» WHAT YOU WILL DO
Nothing but the data, repeated exactly, belongs in the answer.

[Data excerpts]
PR #3026, opened 2019-12-16
Declare special fields in rule set

matthias-ronge:


Kitodo-DataEditor/src/main/java/org/kitodo/dataeditor/ruleset/RulesetManagement.java
```diff
@@ -65,6 +68,32 @@
...
+                    continue;
+                }
+                Set<SpecialField> uses = SpecialField.valuesOf(key.getUse());
+                if (uses.contains(specialField)) {
+                    idsOfKeysForSpecialField.add(key.getId());
+                }
+            } else {
+                List<String> idsOfKeysOfKey = getIdsOfKeysForSpecialField(key.getKeys(), specialField);
+                for (String idOfKeyOfKey : idsOfKeysOfKey) {
+                    idsOfKeysForSpecialField.add(key.getId() + '/' + idOfKeyOfKey);
```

» EXERCISE OUTPUT
PR #3026, opened 2019-12-16
Declare special fields in rule set

matthias-ronge:


Kitodo-DataEditor/src/main/java/org/kitodo/dataeditor/ruleset/RulesetManagement.java
```diff
@@ -65,6 +68,32 @@
...
+                    continue;
+                }
+                Set<SpecialField> uses = SpecialField.valuesOf(key.getUse());
+                if (uses.contains(specialField)) {
+                    idsOfKeysForSpecialField.add(key.getId());
+                }
+            } else {
+                List<String> idsOfKeysOfKey = getIdsOfKeysForSpecialField(key.getKeys(), specialField);
+                for (String idOfKeyOfKey : idsOfKeysOfKey) {
+                    idsOfKeysForSpecialField.add(key.getId() + '/' + idOfKeyOfKey);
```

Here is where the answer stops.